It all depends what your goals / expectations you have.

If your never going to compete etc then its about a life balance IMO.


----------



## Little_Jay (Feb 6, 2006)

Milky said:


> It all depends what your goals / expectations you have.
> 
> If your never going to compete etc then its about a life balance IMO.


well in my case its looking good for a holiday, know ones gunna be judging me like on a bb show

but i still wanna look good. but the thing is i do love junk food so ive got to have a balance as u say


----------



## gettingLEAN (Aug 8, 2009)

Little_Jay said:


> looks like alot of people do it.. if ur dieting hard for 5/6 days a week surely oneday cant ruin all taht no matter what u eat
> 
> or can i be proved wrong?


I got pretty lean this way last year (avi) clean all week then a silly amount of sh1t over weekend sometimes 15,000 calories i guess it wont work for everyone but it can be done


----------



## Little_Jay (Feb 6, 2006)

gettingLEAN said:


> I got pretty lean this way last year (avi) clean all week then a silly amount of sh1t over weekend sometimes 15,000 calories i guess it wont work for everyone but it can be done


how long did it take? and where u fat to start


----------



## gymgym (Mar 20, 2012)

Little_Jay said:


> looks like alot of people do it.. if ur dieting hard for 5/6 days a week surely oneday cant ruin all taht no matter what u eat
> 
> or can i be proved wrong?


Depends. If u go on having 4000 calories in one setting and believe me that's very easy when it comes to pastas w/ sauce and saucy meats and cakes then yes that much would literally ruin a week of hard efforts in the gym and set u back. It's all about moderation.

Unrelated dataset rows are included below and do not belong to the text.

PR #1584, opened 2016-10-07
Option to skip RequestBody validation

merk:
I have a requirement that the RequestBodyParamConverter doesnt perform the validation, so my controller action can calculate which validation groups are required and do it itself.

Seems to me like its logical that this is configurable on ParamConverter.

### DIFF
--- a/Request/RequestBodyParamConverter.php
+++ b/Request/RequestBodyParamConverter.php
@@ -105,7 +105,7 @@ class RequestBodyParamConverter implements ParamConverterInterface
 
         $request->attributes->set($configuration->getName(), $object);
 
-        if (null !== $this->validator) {
+        if (null !== $this->validator && (!isset($options['skipValidation']) || !$options['skipValidation'])) {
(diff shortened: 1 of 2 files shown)


Request/RequestBodyParamConverter.php
```diff
@@ -105,7 +105,7 @@ public function apply(Request $request, ParamConverter $configuration)
 
         $request->attributes->set($configuration->getName(), $object);
 
-        if (null !== $this->validator) {
+        if (null !== $this->validator && (!isset($options['skipValidation']) || !$options['skipValidation'])) {
```
Ener-Getick: What about `validate`?

Ener-Getick: It looks very verbose, let's keep something short :)

merk: Changed to `validate`

merk:
@GuilhemN is there anything stopping this from being merged?

GuilhemN:
Thank you @merk!

Issue #1571, opened 2016-09-12
fos_rest.exception.codes configuration bug?


tael:
Hi, I'm testing `Exception Handling` and stopped by a little problem belows.

I'm not sure this is a bug or NOT. But if not, I wish someone helps me! :D

Symfony\Component\HttpFoundation\Response::HTTP_* constant does not works.

from the manual ( http://symfony.com/doc/master/bundles/FOSRestBundle/4-exception-controller-support.html )
> ...
> To map Exception classes to HTTP response status codes an exception map may be configured, where the keys match a fully qualified class name and the values are either an integer HTTP response status code or a string matching a class constant of the Symfony\Component\HttpFoundation\Response class:
> ...

This Configuration does works, well
```
fos_rest.exception.codes
            'Symfony\Component\Security\Core\Exception\AccessDeniedException': 403
```
But, This configuration does not works

```
fos_rest.exception.codes
            'Symfony\Component\Security\Core\Exception\AccessDeniedException': HTTP_FORBIDDEN
```

tael:
I reviewed source code,
1.5 looks work maybe,
https://github.com/FriendsOfSymfony/FOSRestBundle/blob/1.5/Util/Codes.php
but 2.0 ? 404 not found this class
https://github.com/FriendsOfSymfony/FOSRestBundle/blob/2.0/Util/Codes.php
is it deprecated?

mvrhov:
The symfony does contain all the codes necessary and thus that class is gone in 2.0

tael:
yes I agree.  but HTTP_FORBIDDEN is not works. 
this feature is gone also?

edefimov:
@tael No, it's not gone, it looks like a bug in the bundle. [This PR](https://github.com/FriendsOfSymfony/FOSRestBundle/pull/1585) fixes this issue

xabbuh:
This was fixed by #1585.

PR #1585, opened 2016-10-07
#1571 Fixed using Response constants in exception codes configuration

edefimov:
According to [configuration](http://symfony.com/doc/master/bundles/FOSRestBundle/4-exception-controller-support.html) we can use constants from Symfony Response class as a value for `exception.codes` configuration section.
However when the bundle is configured in such a way, the constant is not converted into corresponding http status code what leads to error during run time. This PR fixes incorrect behavior and converts constant to value during configuration normalization.

### DIFF
--- a/DependencyInjection/Configuration.php
+++ b/DependencyInjection/Configuration.php
@@ -14,6 +14,7 @@ namespace FOS\RestBundle\DependencyInjection;
 use Symfony\Component\Config\Definition\Builder\ArrayNodeDefinition;
 use Symfony\Component\Config\Definition\Builder\TreeBuilder;
 use Symfony\Component\Config\Definition\ConfigurationInterface;
+use Symfony\Component\Config\Definition\Exception\InvalidConfigurationException;
 use Symfony\Component\HttpFoundation\Response;
 
 /**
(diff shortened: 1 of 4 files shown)


Ener-Getick:
Could you add tests for that please?

Tests/DependencyInjection/ConfigurationTest.php
```diff
@@ -0,0 +1,138 @@
...
+     */
+    private $processor;
+
+    /**
+     * testAcceptsIntegers.
+     */
+    public function testAcceptsIntegers()
+    {
+        $expectedConfig = [
+            md5(microtime()) => mt_rand(200, 599),
```
Ener-Getick: I think something static would be better :)

Tests/DependencyInjection/ConfigurationTest.php
```diff
@@ -0,0 +1,138 @@
...
+     * testThatResponseConstantsConvertedToCodes.
+     */
+    public function testThatResponseConstantsConvertedToCodes()
+    {
+        $ref = new \ReflectionClass(Response::class);
+        $expectedResult = [];
+        $config = [];
+
+        foreach ($ref->getConstants() as $constantName => $value) {
+            if (strpos($constantName, 'HTTP_') !== 0) {
```
Ener-Getick: Same here, no need to test all the constants ;)

Tests/DependencyInjection/ConfigurationTest.php
edefimov: It could be a very relyable test :)

Ener-Getick:
I went through our extension, and in fact it looks like this is already managed [here](https://github.com/FriendsOfSymfony/FOSRestBundle/blob/master/DependencyInjection/FOSRestExtension.php#L342-L347). Are you sure this doesn't work?

edefimov:
Yes. Well, the whole picture is that on the lines [329-332](https://github.com/FriendsOfSymfony/FOSRestBundle/blob/2.1.0/DependencyInjection/FOSRestExtension.php#L329-L332) the configuration is injected into the service as is and only after that the constants are actually replaced with their values. So, I think the complete fix should remove the substitution logic from extension and move exception class validation from extension into configuration.

Ener-Getick:
No problem for me :) We just need to remove these lines of the extension then.

DependencyInjection/Configuration.php
```diff
@@ -389,15 +390,51 @@ private function addExceptionSection(ArrayNodeDefinition $rootNode)
...
+                                            );
+                                        }
+
+                                        $item = constant('Symfony\Component\HttpFoundation\Response::'.$item);
+                                    }
+
+                                    return $items;
+                                })
                             ->end()
                             ->prototype('scalar')->end()
```
Ener-Getick: Can be changed to `int` .

Ener-Getick:
Except my last comment, LGTM :+1:

edefimov:
Done

Ener-Getick:
Thank you @edefimov !

PR #1587, opened 2016-10-11
Add support \Twig_Template on set template.

liverbool:
Add support \Twig_Template on set template.


stof:
what is the use case for passing the Twig_Template instance rather than the template name ?

liverbool:
@stof when we need to create template from string.

```php
$template = $twig->createTemplate("Example {{ string }}");
$view = View::create();
$view->setTemplate($template);
// ...
```

Ener-Getick:
Can you add tests for that please?

Ener-Getick:
Can you also add a functional test? I'm not sure it will work nicely with the rest of the `ViewHandler`.

Tobion:
Closing as the namespaces twig classes should be used now. So this is outdated in its current form.

PR #1589, opened 2016-10-11
explicitly list all required packages

xabbuh:
Instead of relying on the Symfony FrameworkBundle to pull in all our
needed dependencies, we should explicitly list all of them. This will
ensure that nothing breaks when the FrameworkBundle stops depending on
some optional dependencies (which was done recently).

### DIFF
--- a/composer.json
+++ b/composer.json
@@ -23,9 +23,17 @@
     "require": {
         "php":                            "^5.5.9|~7.0",
         "psr/log":                        "^1.0",
-        "symfony/framework-bundle":       "^2.7|^3.0",
+        "symfony/config":                 "^2.7|^3.0",
+        "symfony/debug":                  "^2.7|^3.0",
+        "symfony/dependency-injection":   "^2.7|^3.0",
+        "symfony/event-dispatcher":       "^2.7|^3.0",
         "symfony/finder":                 "^2.7|^3.0",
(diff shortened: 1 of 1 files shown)


xabbuh:
see symfony/symfony#15748 and the related pull requests for some context

composer.json
```diff
@@ -23,9 +23,17 @@
...
+        "symfony/config":                 "^2.7|^3.0",
+        "symfony/debug":                  "^2.7|^3.0",
+        "symfony/dependency-injection":   "^2.7|^3.0",
+        "symfony/event-dispatcher":       "^2.7|^3.0",
         "symfony/finder":                 "^2.7|^3.0",
+        "symfony/framework-bundle":       "^2.7|^3.0",
+        "symfony/http-foundation":        "^2.7|^3.0",
+        "symfony/http-kernel":            "^2.7|^3.0",
         "symfony/routing":                "^2.7|^3.0",
+        "symfony/security-core":          "^2.7|^3.0",
```
Ener-Getick: Do we depend on this?

xabbuh: Yes, the `AccessDeniedListener` makes use of the `AccessDeniedException` and `AuthenticationException` classes.

Ener-Getick: Ok, thanks :)

Ener-Getick:
LGTM :+1:

PR #1590, opened 2016-10-11
drop the build job using Symfony 3.0

xabbuh:
Symfony 3.0 is not forward-compatible with Twig 2.0 (it references Twig
extensions by their name instead of the extension's FQCN) and won't be
updated anymore as it already reached end of maintenance. This currently
lets our Travis CI builds fail.

### DIFF
--- a/.travis.yml
+++ b/.travis.yml
@@ -25,8 +25,6 @@ matrix:
     - php: 7.0
       env: SYMFONY_VERSION='2.8.*'
     - php: 7.0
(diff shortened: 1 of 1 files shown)


Ener-Getick:
BTW maybe we should move our constraints to 3.1 if it is not maintened anymore?

xabbuh:
Well, the code will still work. So I think it's not needed to intentionally break people's apps. But as they won't get any Symfony support anymore it's imo okay to not focus on this release too much.

PR #1591, opened 2016-10-12
the Regex constraint is resolvable

### LINKED ISSUE #1575: System parameters cannot be used as requirements on a QueryParam annotation
The following code does not work when a 'my_regex' parameter is listed in the parameters.yml file. Stepping through the code, this seems to be because the code sees this as class Fos\RestBundle\Validator\Constraints\Regex, which does not implement the ResolvableConstraintInterface. This happens even when my_regex is set to a simple string like 'test'

`* @QueryParam(name="departureTime", requirements="%my_regex%", strict=true, nullable=false)`

xabbuh:
This fixes #1575.

### DIFF
--- a/Tests/Functional/Bundle/TestBundle/Controller/ParamFetcherController.php
+++ b/Tests/Functional/Bundle/TestBundle/Controller/ParamFetcherController.php
@@ -11,12 +11,10 @@
 
 namespace FOS\RestBundle\Tests\Functional\Bundle\TestBundle\Controller;
 
-use FOS\RestBundle\Controller\Annotations\FileParam;
 use FOS\RestBundle\Controller\FOSRestController;
 use FOS\RestBundle\Controller\Annotations\QueryParam;
 use FOS\RestBundle\Controller\Annotations\RequestParam;
 use FOS\RestBundle\Request\ParamFetcherInterface;
-use Symfony\Component\HttpFoundation\File\UploadedFile;
 use Symfony\Component\HttpFoundation\JsonResponse;
 use Symfony\Component\HttpFoundation\Request;
 use Symfony\Component\HttpKernel\HttpKernelInterface;
--- a/Tests/Functional/Bundle/TestBundle/Controller/ParamFetcherController.php
+++ b/Tests/Functional/Bundle/TestBundle/Controller/ParamFetcherController.php
@@ -11,10 +11,12 @@
 
 namespace FOS\RestBundle\Tests\Functional\Bundle\TestBundle\Controller;
 
+use FOS\RestBundle\Controller\Annotations\FileParam;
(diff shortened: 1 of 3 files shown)


Ener-Getick:
LGTM :+1:
Could you add a requirement [here](https://github.com/FriendsOfSymfony/FOSRestBundle/blob/master/Tests/Functional/Bundle/TestBundle/Controller/ParamFetcherController.php#L39) using parameter injection at the same time? It should ensure the annotation actually works.

xabbuh:
@Ener-Getick For now, I failed to create a proper test (admittedly I didn't invest too much time in it). Do you have time to take over?

Ener-Getick:
Not tonight but i should be able to do it tomorrow :)

Ener-Getick:
Test case added.

Tests/Functional/Bundle/TestBundle/Controller/ParamFetcherController.php
```diff
@@ -11,10 +11,12 @@
 
 namespace FOS\RestBundle\Tests\Functional\Bundle\TestBundle\Controller;
 
+use FOS\RestBundle\Controller\Annotations\FileParam;
```
xabbuh: The added annotations are not needed, right?

Ener-Getick: Indeed, i forgot to close my opened files before changing branch.

Tests/Functional/Bundle/TestBundle/Controller/ParamFetcherController.php
```diff
@@ -23,13 +23,13 @@
 class ParamFetcherController extends FOSRestController
 {
     /**
-     * @RequestParam(name="raw", requirements=@IdenticalTo({"foo"="raw", "bar"="foo"}), default="invalid")
-     * @RequestParam(name="map", map=true, requirements=@IdenticalTo({"foo"="map", "foobar"="foo"}), default="%invalid2% %%")
-     * @RequestParam(name="bar", map=true, requirements="%bar% foo", strict=true)
+     * @RequestParam(name="raw", requirements=@IdenticalTo({"foo"="raw", "bar"="foo"}), default="invalid", strict=false)
+     * @RequestParam(name="map", map=true, requirements=@IdenticalTo({"foo"="map", "foobar"="foo"}), default="%invalid2% %%", strict=false)
+     * @RequestParam(name="bar", nullable=true, requirements="%bar%\ foo")
```
Ener-Getick: Btw this is really not expected. It is due to the `x` option and is not convenient imo, unfortunately it's gonna be hard to change...

GuilhemN:
Thank you @xabbuh !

Many on here, from what I am reading (another similar thread is going on at that very same moment), love cheating let's say from Saturday night to Sunday night, well that's easily well over 4000 calories so it's easy to pack up on fat. I would still recommend to have an active rest day if u gonna cheat that much so to limit fat storage.


----------



## MrLulz (Mar 20, 2012)

Had one last Saturday evening. Biggest burger they had on the menu at Gourmet Burger Kitchen with chunky chips, with over 800g of pick and mix and four scoops of Ben and Jerry's to munch on during the movie (cost nearly £20 for drinks and 'nibbles' at the cinema!).

Reckon there was 4000-5000kcals in that lot. Enjoyed it, though it kills me to think how many hours of cardio I'd need to do to negate that.


----------



## Fat (Jan 2, 2010)

Everyday.


----------



## gettingLEAN (Aug 8, 2009)

Little_Jay said:


> how long did it take? and where u fat to start


not fat fat but had some timber, think about 10 weeks im currently trying to get shredded have a journal up here, doing the same as last time pretty much. May change it up if i stall but i think a good blowout every week for some people just works wonders


----------



## staffy_91 (Apr 1, 2012)

I never feel the need to cheat as much as say once a week... more like once a month. I understand you can with out many if any negative effects but i enjoy the food's i diet on. Maybe i'm weird but i think you could cut cheating down drastically if you can cook and have access to decent food.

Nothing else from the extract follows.